**Task to complete:**
The answer should consist of each line below that contains the word "will".

**Dataset:**
PR #106, opened 2015-07-31
Add "comment" to $wantedOptions

tomohiroukawa:


HavokInspiration:
Tests are failing. You will have to update them.

HavokInspiration:
Tests are failing. They have to be updated before this can be merged in.
There might be some tweaking to do though, since all db drivers do not seem to handle comments or when they do, they do not handle them the same way

tomohiroukawa:
Thank you for your comment. I will fix my changes.

tomohiroukawa:
I've fixed my changes.
Sqlite seems does not support comments on columns, so I've added if conditions to some tests.

HavokInspiration:
Having different comparison files for some (or all) drivers is something I wanted to avoid.
But I'm not surprised we eventually need to do this given the differences between each drivers. I guess if we are going down that road, we can have specific comparison files for Postgres and allow it to pass again.
Can I have other opinions on this ? @lorenzo ?

lorenzo:
Maybe we could parse the comments out of Sqlite as well?

HavokInspiration:
I can see if supporting columns comments for SQLite can be done. I did some research, it seems doable, I'll try to test if doing it in Cake can properly work (I did not test anything at all right now).

HavokInspiration:
I digged a bit more and it seems to not be possible.
While comments can be added to SQL queries in SQLite, there is no real "column comment" feature.
Something like this could be done :

```sql
CREATE TABLE schema_articles (
    title VARCHAR(20) DEFAULT 'testing' -- A column comment
);
```
But this would be valid as well :

```sql
CREATE TABLE schema_articles (
    -- A column comment
    title VARCHAR(20) DEFAULT 'testing'
);
```

And the only way to get them back is to query ``sqlite_master`` which will return the full query. So unless we want to parse SQL query to extract the comment, I don't see how we could support this.

HavokInspiration:
I'll give the PR another read tonight and merge it.

HavokInspiration:
Thanks for the PR @tomohiroukawa

PR #915, opened 2026-08-10
[Feat] Custom margin settings

### LINKED ISSUE #351: [Feature] Appearance - Custom margin & padding
Hi! Awesome work, looks cool!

**Worked solution:**
Tests are failing. You will have to update them.
Thank you for your comment. I will fix my changes.
And the only way to get them back is to query ``sqlite_master`` which will return the full query. So unless we want to parse SQL query to extract the comment, I don't see how we could support this.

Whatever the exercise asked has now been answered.